#### [Dataset entries]
PR #1763, opened 2020-12-02
IA-2393 config remote properly

Qi77Qi:
https://broadworkbench.atlassian.net/browse/IA-2393

https://github.com/broadinstitute/dsp-jenkins/pull/471 will add scalaSteward as a remote as well. This PR assumes that if the branch starts with `update/`, it's a PR from `scalaSteward` (a bit hacky, but not sure if there's a better way).

---

In all cases:

### DIFF
--- a/docker/build.sh
+++ b/docker/build.sh
@@ -40,6 +40,7 @@ set -e
 TARGET="${TARGET:-leonardo}"
 DB_CONTAINER="leonardo-mysql"
 GIT_BRANCH="${BRANCH:-$(git rev-parse --abbrev-ref HEAD)}"
+REMOTE=$(if [[ ${GIT_BRANCH} == "update/"* ]]; then echo "scalaSteward"; else echo "origin"; fi)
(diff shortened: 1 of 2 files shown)


docker/build.sh
```diff
@@ -40,6 +40,7 @@ set -e
 TARGET="${TARGET:-leonardo}"
 DB_CONTAINER="leonardo-mysql"
 GIT_BRANCH="${BRANCH:-$(git rev-parse --abbrev-ref HEAD)}"
+REMOTE=$(if [[ ${GIT_BRANCH} == "update/"* ]]; then echo "scalaSteward"; else echo "origin"; fi)
```
rtitle, line 43: I guess this would break non-scalasteward branches that start with `update/`. That's probably fine, just noting it :)

rtitle (approved):
LGTM

docker/build.sh
Qi77Qi: yea...this is assuming no one names their branch `update/xxx`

#### [What to do]
Search the material above for the word "docker", and return each line that holds it.

#### [Result]
--- a/docker/build.sh
+++ b/docker/build.sh
docker/build.sh
docker/build.sh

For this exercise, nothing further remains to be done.